#### Source data

PR #1201, opened 2015-07-11
Add support for naked functions.

tari:
[Rendered](https://github.com/tari/rfcs/blob/naked-fns/text/0000-naked-fns.md).

### DIFF
--- a/text/0000-naked-fns.md
+++ b/text/0000-naked-fns.md
@@ -87,17 +87,14 @@ any calling convention the compiler is compatible with, calls to naked functions
 from within Rust code are forbidden unless the function is also declared with
 a well-defined ABI.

########

Exercise goal -> Pick each line holding "tari" out of the entries above and return it.

Task response ->
tari:
[Rendered](https://github.com/tari/rfcs/blob/naked-fns/text/0000-naked-fns.md).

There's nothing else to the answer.